TASK TO COMPLETE: Among the records below, find each line that includes the string "orderBy" and copy it.

RECORDS TO USE:

PR #1088, opened 2023-08-06
Optimize latest project update query

CarlosQ96:
Related to:https: //github.com/Giveth/impact-graph/issues/1086

### DIFF
--- a/src/resolvers/projectResolver.ts
+++ b/src/resolvers/projectResolver.ts
@@ -1798,10 +1798,10 @@ export class ProjectResolver {
     @Ctx() { req: { user } }: ApolloContext,
   ): Promise<ProjectUpdatesResponse> {
     const latestProjectUpdates = await ProjectUpdate.query(`
-      SELECT pu.id
+      SELECT pu.id, pu."projectId"
       FROM public.project_update AS pu
       WHERE pu."isMain" = false
-      GROUP BY pu.id
+      GROUP BY pu."projectId", pu.id
       ORDER BY MAX(pu."createdAt") DESC
       LIMIT ${take}
       OFFSET ${skip};
@@ -1819,7 +1819,7 @@ export class ProjectResolver {
       .where('projectUpdate.id IN (:...ids)', {
         ids: latestProjectUpdates.map(p => p.id),
       })
-      .orderBy('projectUpdate.id', 'DESC');
+      .orderBy('projectUpdate.createdAt', 'DESC');
 
     if (user && user?.userId)
       query = ProjectResolver.addReactionToProjectsUpdateQuery(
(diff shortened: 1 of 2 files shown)


src/resolvers/projectResolver.ts
```diff
@@ -1799,14 +1799,14 @@ export class ProjectResolver {
...
-        LIMIT 1
-      )
+      FROM public.project_update AS pu
+      JOIN (
+          SELECT "projectId", MAX("createdAt") AS max_createdAt
+          FROM public.project_update
+          WHERE "isMain" = false
+          GROUP BY "projectId"
+      ) AS puu_max
+      ON pu."projectId" = puu_max."projectId" AND pu."createdAt" = puu_max.max_createdAt
```
aminlatifi: As I see the Join is not necessary! No further information is added outside and both tables are same `project_update`.
@CarlosQ96 Do we have tests for this? can you add if there isn't and then test without join statement?
Something like this
```sql
 SELECT "projectId", MAX("createdAt") AS max_createdAt
          FROM public.project_update
          WHERE "isMain" = false
          GROUP BY "projectId"
```

aminlatifi (changes requested):

CarlosQ96:
Yes Amin there are tests for this. However, I think one can be improved a lot so ill finish the test and optimize more the query.

MoeNick:
Hey @CarlosQ96 
Amin already requested some change to this. 
Did  you review it?

CarlosQ96:
Further optimization from what I did in this PR, breaks a bunch of tests. I am somewhat stuck on that fixing tests.

src/resolvers/projectResolver.ts
CarlosQ96: @aminlatifi I implemented your suggestion, modified it a little and it works fine.

I also tested my join version (previous) and it worked fine.
The tests are in the projectResolver.test.ts (those worked with the original implementation too)

Can review again.

CarlosQ96:
@MoeNick @aminlatifi can review again

src/resolvers/projectResolver.ts
```diff
@@ -1799,17 +1799,12 @@ export class ProjectResolver {
...
-        SELECT puu.id
-        FROM project_update as puu
-        WHERE puu."isMain" = false AND pu."projectId" = puu."projectId"
-        ORDER BY puu."createdAt" DESC
-        LIMIT 1
-      )
-      ORDER BY pu."createdAt" DESC
+      FROM public.project_update AS pu
+      WHERE pu."isMain" = false
+      GROUP BY pu.id, pu."projectId"
```
aminlatifi: Are you sure it must be grouped by both `id` and `projectId`?! maybe just `projectId`

aminlatifi (changes requested):

src/resolvers/projectResolver.ts
CarlosQ96: You are right Amin I removed the double grouping. I only need the projectUpdate.projectId

aminlatifi (approved):
LGTM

SOLUTION TO THE PROBLEM:
-      .orderBy('projectUpdate.id', 'DESC');
+      .orderBy('projectUpdate.createdAt', 'DESC');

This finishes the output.